DIY Analytics

I did something stupid. Off the back of my last post about looking for something for analytics, I ended up making a system myself. I don’t know why. It’s certainly never going to be as good as one off the shelf, but I did it anyway.

Probably firstly the why (or more why not):

  1. Everything free is privacy invasive, and everything paid is paid. This is a random little blog and I’m already trying to minimise spend where I can (in life and cloud providers).
  2. I wanted something that operated server-side. I don’t want to rely on JS (and more importantly ad blockers). This way I can also log response times, database queries etc.
  3. I’m very much going for 100% NIH, build it myself on this site (often to my detriment, but that’s a choice I made). Adding some logging isn’t outside the realm of difficulty for that.
  4. And last, and probably most importantly, I already have a clickhouse server running on this box for logging other things (locstats, probe monitoring etc). So adding a pageviews table was all of five minutes work.

What I’ve ended up with isn’t the most robust thing by a long-shot, but it appears to be running fine. I’ve ended up with a very basic schema like this:

CREATE TABLE IF NOT EXISTS pageviews (

    id UUID DEFAULT generateUUIDv4(),
    created_at DateTime64(3, 'UTC'),

    request_method LowCardinality(String),
    request_path String,
    request_query_names Array(String),
    request_query_values Array(String),

    response_code UInt16,
    response_time Float32,

    tracking_daily_hash FixedString(100),
    tracking_from_code String,
    tracking_referer_domain String,

    user_country_code LowCardinality(String(3)),
    user_language LowCardinality(String),

    user_agent_bot Bool,
    user_agent_browser_name LowCardinality(String),
    user_agent_browser_version LowCardinality(String),
    user_agent_os_name LowCardinality(String),
    user_agent_os_version LowCardinality(String),
    user_agent_device_type LowCardinality(String),

    system_num_queries UInt16,
    system_is_me Bool
)
ENGINE = MergeTree()
PRIMARY KEY (created_at, id)
ORDER BY (created_at, id);

CREATE TABLE pageviews_buffer
AS pageviews
ENGINE = Buffer(
    default, --db_name
    pageviews, --dest_table
    1, --num_layers
    60, --min_seconds
    300, --max_seconds
    10, --min_rows
    1000, -- max_rows
    100, --min_bytes
    512000 --max_bytes
);

I create two tables. Pageviews is the main store with various anonymised fields such as user agent fields, and a daily hash (stolen from Plausible) for tracking repeat views.

The pageviews_buffer table is a Clickhouse specific optimization that buffers up lots of small inserts and does one large flush to the destination table.
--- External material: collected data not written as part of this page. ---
PR #470, opened 2023-02-08
Use source branch for ci

Roming22:
Add an option to dev_setup.sh to deploy the current branch.
This option should make it easy to test the source branch in PRs.

Validation of the PR needs to happen in throw away PR #471.

### DIFF
--- a/developer/openshift/dev_setup.sh
+++ b/developer/openshift/dev_setup.sh
@@ -29,6 +29,11 @@ Usage:
 Setup Pipeline Service on a single cluster.
 
 Optional arguments:
+    --force
+        No question asked.
+    --use-current-branch
+        Use the current branch to deploy the application. In the case of a detached
+        head, the revision is used instead.
     -w, --work-dir
         Directory in which to create the gitops file structure.
         If the directory already exists, all content will be removed.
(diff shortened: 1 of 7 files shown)


bnallapeta (approved):

developer/openshift/dev_setup.sh
```diff
@@ -238,9 +271,20 @@ install_pipeline_service() {
   "$PROJECT_DIR/operator/images/access-setup/content/bin/setup_work_dir.sh" \
     ${DEBUG:+"$DEBUG"} \
     --work-dir "$WORK_DIR" \
-    --kustomization "$GIT_URL/developer/openshift/gitops/argocd?ref=$GIT_REF" |
+    --kustomization "git::$GIT_URL/developer/openshift/gitops/argocd?ref=$GIT_REF" |
```
Mo3m3n, line 274: shouldn't we also use PROJECT_DIR here too when `USE_CURRENT_BRANCH` is set ?

Mo3m3n (changes requested):

developer/openshift/dev_setup.sh
Roming22: No. What's happening is that we set everything as usual, but before running the install, we go in and modify the content, which is what's happening line 277.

It’s pretty simple, which is what I wanted. As an example, to get the number of pageviews per hour for the last week, I’d run this query.

select
    toStartOfHour(created_at) as d,
    count(*) as num_pageviews,
    count(distinct tracking_daily_hash) as num_visitors
from pageviews
where created_at between toStartOfHour(now() - toIntervalDay(7)) and toStartOfHour(now() + toIntervalHour(1))
and system_is_admin = 0
group by toStartOfHour(created_at)
order by d asc
with fill from toStartOfHour(now() - toIntervalDay(7)) TO toStartOfHour(now() + toIntervalHour(1)) step toIntervalHour(1)

Given at work we’re ingesting tens of thousands of rows an hour and a query like this runs in sub-second time, I’m happy it’ll be fine.

If people want to know more about the structure I’ve chosen, let me know. I’m enjoying using Clickhouse more and more, but there’s a shed-load of stuff I’ve yet to use and lots of pointy edges I’ve found.